> **Problem to solve**:
Each line of the listing should be reproduced exactly.

> **Dataset**:
PR #671, opened 2020-01-07
Update README.md

starryeyez024:
### What has changed and why

* Added links to email sign ups and slack channel


castastrophe:
Does this need a changelog?

mwcz:
Probably not.  I'd categorize this as a "chore" which end users don't need to be informed of when looking at a new release.

PR #685, opened 2020-01-20
fix error message when 'npm run release' is run outside monorepo root

mwcz:
When you run `npm run release` from a directory other than the monorepo root directory, the release script notices and throws an error.  It also suggested a command to run instead, however the command was removed a long, long time ago.  I removed the old information from the error message.


castastrophe:
@mwcz Should the fix be listed in the changelog?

> **Written solution**:
PR #671, opened 2020-01-07
Update README.md

starryeyez024:
### What has changed and why

* Added links to email sign ups and slack channel


castastrophe:
Does this need a changelog?

mwcz:
Probably not.  I'd categorize this as a "chore" which end users don't need to be informed of when looking at a new release.

PR #685, opened 2020-01-20
fix error message when 'npm run release' is run outside monorepo root

mwcz:
When you run `npm run release` from a directory other than the monorepo root directory, the release script notices and throws an error.  It also suggested a command to run instead, however the command was removed a long, long time ago.  I removed the old information from the error message.


castastrophe:
@mwcz Should the fix be listed in the changelog?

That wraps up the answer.